In this repository, we use PyTorch-converted weights from [https://github.com/moabitcoin/ig65m-pytorch](https://github.com/moabitcoin/ig65m-pytorch).*
## Prerequisite
* Linux machine - We strongly recommend to use GPU machine to run the scripts and notebooks in this project smoothly (preferably [Azure NCsV3 series VMs](https://docs.microsoft.com/en-us/azure/virtual-machines/linux/sizes-gpu#ncv3-series)).
* To use GPUs, **CUDA toolkit v10.1** is required. Details about the CUDA installation can be found [here](https://developer.nvidia.com/cuda-downloads). Once the installation is completed, you may need to reboot the VM.
## Installation
1. Setup conda environment
`conda env create -f environment.yml`
1. Activate the environment
`conda activate r2p1d`
1. Install jupyter kernel
`python -m ipykernel install --user --name r2p1d`
### (Optional) Mixed-precision training
* To use mixed-precision training via [NVIDIA-apex](https://github.com/NVIDIA/apex),
```
$ git clone https://github.com/NVIDIA/apex
$ cd apex
$ pip install -v --no-cache-dir --global-option="--cpp_ext" --global-option="--cuda_ext" ./
```
### WebCam tunneling
To run the model on remote GPU VM while using a local machine for WebCam streaming,
1. Open a terminal window that supports `ssh` from the local machine (e.g. [git-bash for Windows](https://gitforwindows.org/)).

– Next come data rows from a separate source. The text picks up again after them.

Issue #1013, opened 2018-06-19
Endpoint to create an Account given an API Token


nakhbari:
Parent: #1011 

POST endpoint to create a user. Input should be an API Token and password. The email should be pulled from the API token and be used as the user ID.

This endpoint should login the new user by returning a JWT token.

```json
{
  "api_token": "234",
  "password": "456"
}
```

nakhbari:
@KrauseFx Could you help me out with this?

KrauseFx:
Yes, I can take that on today 👍

KrauseFx:
> This endpoint should login the new user by returning a JWT token.

I don't think that's a good idea. We probably will have some kind of user management at some point, which ideally uses the same API endpoint I guess? I believe we should let the frontend do 2 requests:

1. Create the user
1. Login

PR #1059, opened 2018-07-06
Add new API endpoint to register user

KrauseFx:
Fixes https://github.com/fastlane/ci/issues/1013

### DIFF
--- a/app/features-json/user_json_controller.rb
+++ b/app/features-json/user_json_controller.rb
@@ -1,0 +1,58 @@
+require_relative "../services/user_service"
+require_relative "api_controller"
+require_relative "json_params"
+
+module FastlaneCI
+  # Controller responsible for handling users
+  class UserJSONController < APIController
+    disable(:authentication)
+
+    HOME = "/api/user"
+
+    post HOME.to_s do
+      email = params[:email]
+
+      if email.nil?
+        # User didn't provide a custom email address
+        # fetch it based on the API token instead
+        github_client = Octokit::Client.new(access_token: params[:github_token])
+
+        begin
+          # Note: This fails if the user.email scope is missing from token
+          email = github_client.emails.find(&:primary).email
+        rescue Octokit::NotFound
+          json_error!(
+            error_message: "Provided API token needs user email scope",
+            error_key: "User.Token.MissingEmailScope",
+            error_code: 400
+          )
+        rescue Octokit::Unauthorized
+          json_error!(
+            error_message: "Provided API token is invalid",
+            error_key: "User.Token.Invalid",
+            error_code: 403
+          )
+        end
+      end
+
+      user = Services.user_service.create_user!(
+        email: email,
+        password: params[:password]
+      )
+
+      if user
+        Services.user_service.create_provider_credential!(
+          user_id: user.id,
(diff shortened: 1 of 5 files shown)


app/features-json/user_json_controller.rb
```diff
@@ -0,0 +1,58 @@
...
+
+module FastlaneCI
+  # Controller responsible for handling users
+  class UserJSONController < APIController
+    disable(:authentication)
+
+    HOME = "/api/user"
+
+    post HOME.to_s do
+      email = params[:email]
```
nakhbari: I was wondering about this. Should we allow email as a param? Someone could contact our endpoint directly and set a random email. But pulling it from the token makes sure that it is always 1:1 with github or other providers.

app/features-json/user_json_controller.rb
```diff
@@ -0,0 +1,58 @@
...
+
+      if user
+        Services.user_service.create_provider_credential!(
+          user_id: user.id,
+          email: user.email,
+          api_token: params[:github_token]
+        )
+        return json({ status: :success })
+      else
+        json_error!(
```
nakhbari: could we single out the error where the user already exists? It would provide better messaging in the client.

app/features-json/user_json_controller.rb
KrauseFx: Ah, I assume it should be possible, but you're right, let's remove it for now until we need it

app/features-json/user_json_controller.rb
KrauseFx: Yeah, in this case we don't get any error information - as the `create_user!` method doesn't expose the error type as of now. There are probably gonna be other error types in the future. I'd be in favor of keeping the generic message for now, until we spend more time refining what kind of error messages we want, and how we want to handle them (e.g. missing config file, no internet connection, etc.) Right now we catch some of them, but most exceptions are just surfaced all the way up, and therefore not returning an actual JSON object. 

We can't just expose the stack trace and exception AFAIK as it potentially contains sensitive information.

KrauseFx:
Alright, waiting for @snatchev to confirm 👍

spec/features-json/user_json_spec.rb
```diff
@@ -0,0 +1,35 @@
...
+  def app
+    described_class
+  end
+  let(:json) { JSON.parse(last_response.body) }
+
+  before do
+    allow(FastlaneCI.dot_keys).to receive(:encryption_key).and_return("test")
+  end
+
+  describe "/api/user" do
```
snatchev: How does this test work, given that we disable network requests via Octokit?

KrauseFx: Investigating this now

KrauseFx: Ha, it actually doesn't work on my machine, fixing now

KrauseFx: Ah because I removed the `email` parameter last minute, we manually passed one before

KrauseFx:
Alright, pushed some changes, should be up in a few minutes 👍

KrauseFx:
cc @snatchev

1. Run following commandPort forward as follows (assuming Jupyter notebook will be running on the port 8888 on the VM)
`ssh your-vm-address -L 8888:localhost:8888`
1. Clone this repository from the VM and install the conda environment and Jupyter kernel.
1. Start Jupyter notebook from the VM without starting a browser.
`jupyter notebook --no-browser`
You can also set Jupyter configuration to not start browser by default.
1. Copy the notebook address showing at the terminal and paste it to the browser on the local machine to open it.